Mathematical modeling is indispensable in oncology for unraveling the interplay between tumor growth, vascular remodeling, and therapeutic resistance. We present a hybrid modeling framework (continuum-discrete) and present its hybrid mathematical formulation as a coupled partial differential equation–agent-based (PDE-ABM) system. It couples reaction–diffusion fields for oxygen, drug, and tumor angiogenic factor (TAF) with discrete vessel agents and stochastic phenotype transitions in tumor cells.

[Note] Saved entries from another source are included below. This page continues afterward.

Issue #845, opened 2018-06-21
Include number of genes in gene set / nodes - Enrichment 


CaitlinOCallaghan:
- Amend enrichment visualization API service to provide number of genes

jvwong:
Node size should be proportional to number of genes.

jvwong:
This should include corresponding changes to Swagger

PR #880, opened 2018-07-05
Visualization service update

q4wen:
Ref: #845 

Each node in the graph in visualization service includes number of genes. Swagger is updated correspondingly.

screen shot 2018-07-05 at 3 08 14 pm


jvwong:
I vote 'gene-count'. @CaitlinOCallaghan?

maxkfranz:
There should be no dashes in any key names.  Use camelCase not dash-case.  @q4wen and @CaitlinOCallaghan, would one of you create a ticket for this please?

Issue #870, opened 2018-07-04
Hover + zoom leads to 'supersized' glyphs in viewer


jvwong:
Consider a pathway that is zoomed out: Highlighting a glyph (by mousing over) then zooming in leads to glyphs that are very large. 

One would expect the glyphs to be the same size at any time during the zoom.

Stochastic phenotype switching is handled with an exact Gillespie algorithm (a Monte Carlo method that simulates random phenotype flips and their timing), while moment-closure methods (techniques that approximate higher-order statistical moments to obtain a closed, tractable PDE description) are used to derive mean-field PDE limits that connect microscale randomness to macroscopic dynamics. We provide existence/uniqueness results for the coupled PDE-ABM system, perform numerical analysis of discretization schemes, and derive analytically tractable continuum limits. By linking stochastic microdynamics and deterministic macrodynamics, this hybrid mathematical formulation—i.e., the coupled PDE-ABM system—captures bidirectional feedback between hypoxia-driven angiogenesis and resistance evolution and provides a rigorous foundation for predictive, multiscale oncology models.

Suggested Citation

  • Louis Shuo Wang & Jiguang Yu & Shijia Li & Zonghao Liu, 2025. "Analysis and Mean-Field Limit of a Hybrid PDE-ABM Modeling Angiogenesis-Regulated Resistance Evolution," Mathematics, MDPI, vol. 13(17), pages 1-48, September.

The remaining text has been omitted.